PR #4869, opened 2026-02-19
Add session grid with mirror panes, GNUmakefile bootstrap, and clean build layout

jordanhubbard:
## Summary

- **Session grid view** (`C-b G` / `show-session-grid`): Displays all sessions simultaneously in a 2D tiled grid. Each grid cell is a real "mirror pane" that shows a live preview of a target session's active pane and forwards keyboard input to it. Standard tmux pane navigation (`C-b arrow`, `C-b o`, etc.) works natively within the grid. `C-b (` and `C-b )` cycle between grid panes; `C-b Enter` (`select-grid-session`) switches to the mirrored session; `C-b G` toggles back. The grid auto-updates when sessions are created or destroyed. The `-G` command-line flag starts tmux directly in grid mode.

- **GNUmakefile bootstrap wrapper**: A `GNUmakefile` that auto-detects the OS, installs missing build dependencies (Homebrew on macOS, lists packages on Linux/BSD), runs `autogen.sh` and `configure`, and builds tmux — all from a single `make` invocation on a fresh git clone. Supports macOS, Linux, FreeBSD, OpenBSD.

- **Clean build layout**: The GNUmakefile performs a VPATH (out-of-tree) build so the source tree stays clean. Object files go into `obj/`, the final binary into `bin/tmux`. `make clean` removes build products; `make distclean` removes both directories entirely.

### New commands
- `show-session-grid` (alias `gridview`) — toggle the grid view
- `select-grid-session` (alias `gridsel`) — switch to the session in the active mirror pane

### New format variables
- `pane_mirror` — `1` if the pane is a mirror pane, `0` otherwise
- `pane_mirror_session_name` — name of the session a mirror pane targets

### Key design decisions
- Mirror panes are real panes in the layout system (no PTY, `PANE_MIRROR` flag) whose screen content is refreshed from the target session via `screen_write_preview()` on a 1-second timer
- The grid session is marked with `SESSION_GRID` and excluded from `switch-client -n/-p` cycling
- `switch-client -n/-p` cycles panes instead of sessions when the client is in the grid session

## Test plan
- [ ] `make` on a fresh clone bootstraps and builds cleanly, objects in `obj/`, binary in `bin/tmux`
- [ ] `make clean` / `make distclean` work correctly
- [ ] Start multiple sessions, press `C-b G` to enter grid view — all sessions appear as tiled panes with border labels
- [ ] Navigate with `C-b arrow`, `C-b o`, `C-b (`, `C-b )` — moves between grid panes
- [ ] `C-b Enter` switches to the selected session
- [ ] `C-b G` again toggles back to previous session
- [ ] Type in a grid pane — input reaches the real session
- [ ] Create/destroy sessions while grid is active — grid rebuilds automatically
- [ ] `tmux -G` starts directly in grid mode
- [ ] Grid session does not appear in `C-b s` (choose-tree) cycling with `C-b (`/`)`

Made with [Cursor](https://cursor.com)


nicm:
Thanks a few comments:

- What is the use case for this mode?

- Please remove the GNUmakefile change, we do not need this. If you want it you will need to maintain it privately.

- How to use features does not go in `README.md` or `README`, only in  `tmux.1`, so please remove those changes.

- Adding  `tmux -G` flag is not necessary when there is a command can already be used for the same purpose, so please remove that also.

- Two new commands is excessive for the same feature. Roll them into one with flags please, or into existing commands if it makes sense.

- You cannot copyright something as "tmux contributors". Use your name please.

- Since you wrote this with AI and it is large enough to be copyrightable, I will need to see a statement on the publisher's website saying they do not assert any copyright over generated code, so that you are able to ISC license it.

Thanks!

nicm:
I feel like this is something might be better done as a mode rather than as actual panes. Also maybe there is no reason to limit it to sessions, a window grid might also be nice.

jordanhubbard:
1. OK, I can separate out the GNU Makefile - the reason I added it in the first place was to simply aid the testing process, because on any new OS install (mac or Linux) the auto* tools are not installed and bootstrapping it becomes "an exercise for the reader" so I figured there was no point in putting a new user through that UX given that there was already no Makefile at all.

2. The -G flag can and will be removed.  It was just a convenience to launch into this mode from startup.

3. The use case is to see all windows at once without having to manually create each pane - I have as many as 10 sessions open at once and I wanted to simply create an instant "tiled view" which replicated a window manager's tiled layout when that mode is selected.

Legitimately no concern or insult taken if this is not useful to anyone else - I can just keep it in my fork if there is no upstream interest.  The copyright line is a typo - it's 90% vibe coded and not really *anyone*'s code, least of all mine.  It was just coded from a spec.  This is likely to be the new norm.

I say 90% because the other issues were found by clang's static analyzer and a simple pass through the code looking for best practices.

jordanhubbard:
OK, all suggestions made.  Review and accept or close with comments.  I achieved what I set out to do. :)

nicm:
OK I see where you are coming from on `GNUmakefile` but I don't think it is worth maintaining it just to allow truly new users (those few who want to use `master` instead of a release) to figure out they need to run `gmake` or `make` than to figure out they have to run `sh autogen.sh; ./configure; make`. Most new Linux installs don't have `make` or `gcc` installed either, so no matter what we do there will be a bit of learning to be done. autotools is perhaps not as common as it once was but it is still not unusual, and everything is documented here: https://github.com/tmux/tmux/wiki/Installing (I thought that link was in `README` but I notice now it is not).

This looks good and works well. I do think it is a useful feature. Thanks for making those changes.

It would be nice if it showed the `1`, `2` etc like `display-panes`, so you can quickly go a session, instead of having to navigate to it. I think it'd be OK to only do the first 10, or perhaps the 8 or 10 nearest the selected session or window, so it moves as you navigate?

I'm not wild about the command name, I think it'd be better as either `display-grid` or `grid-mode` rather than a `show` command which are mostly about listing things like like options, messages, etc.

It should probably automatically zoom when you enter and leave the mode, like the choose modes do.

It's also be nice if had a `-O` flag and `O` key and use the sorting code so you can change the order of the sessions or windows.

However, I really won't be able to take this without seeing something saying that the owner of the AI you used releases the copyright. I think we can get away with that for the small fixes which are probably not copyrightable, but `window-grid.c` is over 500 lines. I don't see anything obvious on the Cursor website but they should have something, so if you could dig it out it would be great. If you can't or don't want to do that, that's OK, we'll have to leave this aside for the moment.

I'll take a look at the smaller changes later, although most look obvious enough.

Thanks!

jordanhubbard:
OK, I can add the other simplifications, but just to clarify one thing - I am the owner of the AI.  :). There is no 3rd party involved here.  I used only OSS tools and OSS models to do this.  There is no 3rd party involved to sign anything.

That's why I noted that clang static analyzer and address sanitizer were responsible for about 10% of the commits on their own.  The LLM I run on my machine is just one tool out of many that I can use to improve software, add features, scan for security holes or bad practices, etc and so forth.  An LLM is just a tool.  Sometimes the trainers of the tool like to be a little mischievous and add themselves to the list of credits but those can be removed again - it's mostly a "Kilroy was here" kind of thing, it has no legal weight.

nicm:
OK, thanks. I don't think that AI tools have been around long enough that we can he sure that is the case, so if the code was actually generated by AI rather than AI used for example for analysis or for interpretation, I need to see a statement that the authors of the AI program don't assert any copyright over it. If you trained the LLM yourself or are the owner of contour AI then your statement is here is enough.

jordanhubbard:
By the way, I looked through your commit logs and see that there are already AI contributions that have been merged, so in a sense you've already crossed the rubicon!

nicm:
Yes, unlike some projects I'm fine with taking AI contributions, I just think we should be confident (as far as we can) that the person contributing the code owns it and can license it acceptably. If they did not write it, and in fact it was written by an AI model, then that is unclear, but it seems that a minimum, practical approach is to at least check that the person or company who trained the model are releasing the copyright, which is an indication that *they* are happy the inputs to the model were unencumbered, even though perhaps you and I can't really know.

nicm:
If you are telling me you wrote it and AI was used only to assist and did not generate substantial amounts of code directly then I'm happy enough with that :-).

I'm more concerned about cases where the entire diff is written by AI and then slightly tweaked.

◇ ◇ ◇

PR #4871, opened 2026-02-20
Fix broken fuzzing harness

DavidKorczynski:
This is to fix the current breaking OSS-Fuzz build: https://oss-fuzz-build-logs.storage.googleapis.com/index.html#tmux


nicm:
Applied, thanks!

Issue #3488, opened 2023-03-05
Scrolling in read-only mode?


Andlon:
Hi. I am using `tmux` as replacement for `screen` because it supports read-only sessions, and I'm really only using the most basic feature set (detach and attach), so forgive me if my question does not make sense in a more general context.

◇ ◇ ◇

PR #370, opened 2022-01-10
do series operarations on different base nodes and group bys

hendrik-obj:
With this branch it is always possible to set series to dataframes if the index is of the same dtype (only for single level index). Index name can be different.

◇ ◇ ◇

## What is required:
Count the lines of the material that include the word "name", then report only the total.

## Answer to the exercise:
4